TODAY’S retirees are remaining active until well into their golden years and, as such, are demanding more from retirement accommodation.

Health-care offerings that suit independent residents through to those in frail care, as well as lifestyle and sporting facilities, are therefore among the priorities for retirement property developers. Such accommodation in the coastal areas of the Western Cape and KZN are particularly sought after.

For those wishing to retire, or more often semi-retire, Jonathan Acutt, the managing director of Acutts Real Estate, says the idea of moving to the coast as a lifestyle choice has become more predominant, especially as younger families seek opportunities overseas.

Acutt says there are three major considerations for those looking to semigrate to the coast:

1. Safety

“Safety and security are high on the priority list. This is why community scheme living, especially for retirees or semiretirees, is becoming more popular. These come with safety features such as 24-hour security, perimeter fencing, CCTV cameras, and access control for complete peace of mind.”

2. Social activities

Further to this, Acutt says there needs to be a strong focus on social activities and interactions with neighbours and communities. The social distancing during the pandemic highlighted the value of social interaction and community engagements.

“That’s why it’s worth considering the availability of a community centre and social or sporting activities such as game nights, organised hikes, environmental groups, and markets. Estates that emphasise sustainable communities, where the communities are putting more in than they’re taking out, is important.”

3. Self-sustainability and sustainability

In a world where the supply of basic services, such as electricity and water, is an issue, he also sees a great emphasis on communities that are sustainable and self-providing.

“Retirees should look for elements like solar power, water storage and designs that maximise natural lighting and breezes.
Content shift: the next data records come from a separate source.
PR #22, opened 2024-07-24
Improvements on code & tests & pipeline

tudor-timcu:
- Debian package build (dpkg) & tests
- CLI automated tests for Ubuntu 20.04
- CLI automated tests for Ubuntu 22.04
- CLI automated tests for CentOS 8
- Automatic check for dependencies on the RPM / DEB package (check to not use too new versions of GLIBC / GLIBCXX)
- Graceful handling and logging for exception cases
- Handle both CLI & FPM sapi modes (on CLI do not load agent, only extension + request processor - used for tests and playing with the CLI)
- Config only loaded from ENV variables (dropped config.json from disk)

### DIFF
--- a/include/Utils.h
+++ b/include/Utils.h
@@ -38,12 +38,12 @@ void aikido_log_uninit();
 void aikido_log(AIKIDO_LOG_LEVEL level, const char* format, ...);
 
 
-//#if defined(ZEND_DEBUG)
+#if defined(ZEND_DEBUG)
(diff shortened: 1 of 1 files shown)


include/Utils.h
```diff
@@ -38,29 +38,25 @@ void aikido_log_uninit();
 void aikido_log(AIKIDO_LOG_LEVEL level, const char* format, ...);
 
 
-#if defined(ZEND_DEBUG)
+//#if defined(ZEND_DEBUG)
```
willem-delbare: prob not on purpose?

Beyond this, sustainable living, in itself, is a must. Living within a natural environment, supporting the natural environment, is a simply a better, healthier way to live.”

Echoing this, Reece Daniel, the developer of Serenity Hills in Margate, says people are looking for retirement homes where they can enjoy active, outdoor lifestyles. This has negated a need for priority shifts.

In addition to the above, Serenity Hills offers guidelines for those starting the hunt for a retirement home:

✦ Natural spaces.

✦ Pet-friendly accommodation.

✦ Value for money.

✦ Health care.

✦ Children’s facilities.

✦ Community.

For many retirees, however, the idea of moving into a retirement village can be daunting, especially if they would rather not label themselves as in need of specialised elderly living. Weighing up the pros and cons is personal, and circumstances vary from person to person, experts say.

You might, for example, be a single older person with no children, married and with adult children who have left the nest, married, looking after grandchildren or supporting your adult children.

Whatever the case, many people get to a point where they’re quietly thinking about whether they should, or could, move into a retirement village. And one of the most important things to wrap their heads around is the sort of property contract they should enter into.

There are three possibilities offered in retirement villages – life rights, freehold and sectional title.

Life rights essentially means that once you pass away and your unit is resold, your estate gets back the amount you paid for the property, minus some costs, but not any profit made on the sale.

However, it does come with benefits.

Furthermore, most retirement complexes no longer offer outright ownership, says Jason Appel, the financial planner at Chartered Wealth Solutions.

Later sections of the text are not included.